The Tesla C870 is rather old technology, but if I recall correctly transfer rates of around 2 GB/s from pinned memory should be possible with these parts, which used a 1st generation PCIe interface. Current Fermi-class GPUs use a PCIe gen 2 interface and can achieve 5+ GB/s for tranfers from pinned memory (for throughput measurements, 1 GB/s = 10^9 bytes/s).
Note that PCIe uses a packetized transport, and the packet overhead can be significant at the packet sizes supported by common chipsets, with newer chipsets typically supporting somewhat longer packets. One is unlikely to exceed 70% of the nominal per-direction maximum (4 GB/s for PCIe 1.0 x16, 8 GB/s for PCIe 2.0 x16), even for transfers from / to pinned host memory. Here is a white paper that explains the overhead issue and has a handy graph showing the utilization achievable with various packet sizes:
http://www.plxtech.com/files/pdf/technical/expresslane/Choosing_PCIe_Packet_Payload_Size.pdf
Other than a system that just is not configured properly, the best explanation for dreadful PCIe bandwidth is a mismatch between IOH/socket and the PCIe slot that the GPU is plugged into.
Most multi-socket Intel i7-class (Nehalem, Westmere) motherboards have one I/O hub per socket.

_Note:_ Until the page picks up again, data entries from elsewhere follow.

PR #3066, opened 2025-05-23
fix: messages not being sent, waiting forever for decryption to finish - WPB-17866

jullianm:
<table>
<td>
  <a href="https://wearezeta.atlassian.net/browse/WPB-17866" title="WPB-17866" target="_blank">BugWPB-17866</a>  [iOS] Not able to send messages on mobile data
  </td></table>
  <br />
 

### Issue

**Context**: Messages are stuck forever in a sending state, no way to recover. Next messages can't be sent as well, stuck in same state.

We introduced in this [PR](https://github.com/wireapp/wire-ios/pull/2966) a mechanism that waits for pending events to be decrypted before proceeding to message sending.

Specifically in `MessageSender`, we await for `incrementalSyncObserver.waitUntilCanSendMessage()` and it only gets through when finishing decrypting the pending events and setting the `decryptionState` to done at the  `IncrementalSyncObserver` level.

**Causes**:  The decryption state might never gets updated to `.done` hence blocking the message sender to proceed the message which can lead to the bugs mentioned [here](https://wearezeta.atlassian.net/browse/WPB-17772) and [here](https://wearezeta.atlassian.net/browse/WPB-17866).

What happens after is that if we try to send a message again we'll be stuck in a loop in `try await messageDependencyResolver.waitForDependenciesToResolve(for: message)` where the dependencies never resolve specifically `dependentObjectNeedingUpdateBeforeProcessing` (code doc below) will never be nil, probably because the initial message was never really processed and it blocks the next messages.

`    
/// Other entities which has to complete an update before this entity can be processed, i.e. another message
/// needs to be sent first because it was scheduled for sending before this message.
`

**Solution**: Update the sync state whenever the sync is suspended or when an error occurs while pulling (and decrypting) pending events so we ensure the decryption state is changed to done so the `MessageSender` method is "unlocked" and the messages are sent or at least attempted to be sent.

### Testing

Tested internally
- Comment out the code where the sync state is updated so the MessageSender gets stuck and the message not sent.
- try to send message again and again
- messages shows up as in sending state just like the screenshots from the Jira tickets

Capture d’écran   2025-05-23 à 16 47 36

### Checklist

---

### DIFF
--- a/WireDomain/Sources/WireDomain/Synchronization/IncrementalSync.swift
+++ b/WireDomain/Sources/WireDomain/Synchronization/IncrementalSync.swift
@@ -63,8 +63,14 @@ public struct IncrementalSync: IncrementalSyncProtocol {
         let liveEventStream = try await pushChannel.open()
 
         logger.debug("pulling pending update events")
-        syncStateSubject.send(.incrementalSyncing(.pullPendingEvents))
-        try await updateEventsSync.pull()
+        syncStateSubject.send(.incrementalSyncing(.pullPendingEvents(.inProgress)))
+        do {
+            try await updateEventsSync.pull()
+        } catch {
+            logger.debug("pulling pending update events interrupted \(String(describing: error))")
+            syncStateSubject.send(.incrementalSyncing(.pullPendingEvents(.interrupted)))
+            throw error
+        }
 
         logger.debug("processing stored update events")
         syncStateSubject.send(.incrementalSyncing(.processPendingEvents))
--- a/WireDomain/Sources/WireDomain/Synchronization/IncrementalSync.swift
+++ b/WireDomain/Sources/WireDomain/Synchronization/IncrementalSync.swift
@@ -63,14 +63,8 @@ public struct IncrementalSync: IncrementalSyncProtocol {
         let liveEventStream = try await pushChannel.open()
 
         logger.debug("pulling pending update events")
-        syncStateSubject.send(.incrementalSyncing(.pullPendingEvents(.inProgress)))
-        do {
-            try await updateEventsSync.pull()
-        } catch {
-            logger.debug("pulling pending update events interrupted \(String(describing: error))")
-            syncStateSubject.send(.incrementalSyncing(.pullPendingEvents(.interrupted)))
-            throw error
-        }
+        syncStateSubject.send(.incrementalSyncing(.pullPendingEvents))
+        try await updateEventsSync.pull()
 
         logger.debug("processing stored update events")
         syncStateSubject.send(.incrementalSyncing(.processPendingEvents))
--- a/wire-ios-sync-engine/Source/Synchronization/IncrementalSyncObserver.swift
+++ b/wire-ios-sync-engine/Source/Synchronization/IncrementalSyncObserver.swift
@@ -55,9 +55,16 @@ final class IncrementalSyncObserver: IncrementalSyncObserverProtocol {
                 .receive(on: decryptionQueue)
                 .sink { [weak self] syncState in
                     switch syncState {
-                    case .incrementalSyncing(.pullPendingEvents):
-                        self?.decryptionState = .inProgress
+                    case .incrementalSyncing(.pullPendingEvents(let state)):
+                        switch state {
+                        case .inProgress:
+                            self?.decryptionState = .inProgress
+                        case .interrupted:
+                            self?.decryptionState = .done
+                        }
                     case .incrementalSyncing(.processPendingEvents), .liveSyncing:
+                        self?.decryptionState = .done
+                    case .suspended:
                         self?.decryptionState = .done
                     default:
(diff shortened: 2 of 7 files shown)


wire-ios-sync-engine/Source/Synchronization/IncrementalSyncObserver.swift
```diff
@@ -55,10 +55,17 @@ final class IncrementalSyncObserver: IncrementalSyncObserverProtocol {
...
                 .sink { [weak self] syncState in
                     switch syncState {
-                    case .incrementalSyncing(.pullPendingEvents):
-                        self?.decryptionState = .inProgress
+                    case let .incrementalSyncing(.pullPendingEvents(state)):
+                        switch state {
+                        case .inProgress:
+                            self?.decryptionState = .inProgress
+                        case .interrupted:
+                            self?.decryptionState = .done
```
samwyndham: thought (non-blocking): It is kind of funny that `interrupted` maps to `done`. I'm wondering if the current states we have make sense:

``` swift
enum DecryptionState {
    case notStarted
    case inProgress
    case done
}
```

In the code I don't think we ever check for the `notStarted` state so I wonder if there should be only 2 states:

```swift
enum DecryptionState {
    case idle
    case decrypting
}
```

samwyndham (approved):
Nice work!

WireDomain/Sources/WireDomain/Synchronization/IncrementalSync.swift
```diff
@@ -63,8 +63,14 @@ public struct IncrementalSync: IncrementalSyncProtocol {
...
 
         logger.debug("pulling pending update events")
-        syncStateSubject.send(.incrementalSyncing(.pullPendingEvents))
-        try await updateEventsSync.pull()
+        syncStateSubject.send(.incrementalSyncing(.pullPendingEvents(.inProgress)))
+        do {
+            try await updateEventsSync.pull()
+        } catch {
+            logger.debug("pulling pending update events interrupted \(String(describing: error))")
+            syncStateSubject.send(.incrementalSyncing(.pullPendingEvents(.interrupted)))
```
johnxnguyen: suggestion: perhaps it's better to catch the error in the `SyncAgent` and update the sync state there, that way we don't have to catch every possible error inside.

wire-ios-sync-engine/Source/Synchronization/IncrementalSyncObserver.swift
johnxnguyen: I like this simplification.

WireDomain/Sources/WireDomain/Synchronization/IncrementalSync.swift
jullianm: updated in https://github.com/wireapp/wire-ios/pull/3066/commits/4dd0f41c48425ef50930316a8bcb96903555572d

wire-ios-sync-engine/Source/Synchronization/IncrementalSyncObserver.swift
jullianm: I think this will break the message sender logic which explicitly knows (through the states) it has to wait before proceeding with message sending. I think the cases we need to have is ones that prevents the message sender from sending a message and a one that gives the green light, which I think are currently well represented although it could be simplified a bit:

```
enum DecryptionState {
    case waiting
    case done
}

```

But let's keep it for another PR as this could be improved later on.

wire-ios-sync-engine/Source/Synchronization/SyncAgent.swift
```diff
@@ -210,6 +211,7 @@ final class SyncAgent: NSObject, SyncAgentProtocol {
                 }
             } catch {
                 WireLogger.sync.error("failed to perform new incremental sync: \(String(describing: error))")
+                syncStateSubject.send(.suspended)
```
netbe, line 214: **question:** is it really only suspended here? I wonder if the state should be .failure(error)

netbe (commented):
left a question and wonder if a unit test can be added

wire-ios-sync-engine/Source/Synchronization/SyncAgent.swift
jullianm: probably the term `suspended` is a bit broad and less accurate than failure but I wanted to make it simple for the `IncrementalSyncObserver` to rely on the same case when it needs to update the decryptionState to done

johnxnguyen: I think 'suspended' here is synonymous with 'idle', indicating that no sync is currently active.

johnxnguyen (approved):

jullianm:
added some UTs in last commit @netbe , merging the PR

Since the system memory is directly connected to each CPU, DMA accesses that are "local" (fetching memory from the CPU connected to the same IOH as the GPU doing the DMA access) are much faster than nonlocal ones (fetching memory from the CPU connected to the other IOH, a transaction that has to be satisfied via the QPI interconnect that links the two CPUs).
IMPORTANT NOTE: unfortunately it is common for SBIOS's to configure systems for interleaving, which causes contiguous memory allocations to be interleaved between the sockets. This mitigates performance cliffs from local/nonlocal access for the CPUs (one way to think of it: it makes all memory accesses equally bad for both sockets), but wreaks havoc with GPU access to the data since it causes every other page on a 2-socket system to be nonlocal.
Nehalem and Westmere class systems don't seem to suffer from this problem if the system only has one IOH.
(By the way, Sandy Bridge class processors take another step down this path by integrating the PCI Express support into the CPU, so with Sandy Bridge, multi-socket machines automatically have multiple IOH's.)
You can investigate this hypothesis by either running your test using a tool that pins it to a socket (numactl on Linux, if it's available) or by using platform-dependent code to steer the allocations and threads to run on a specific socket. You can learn a lot without getting fancy - just call a function with global effects at the beginning of main() to force everything onto one socket or another, and see if that has a big impact on your PCIe transfer performance.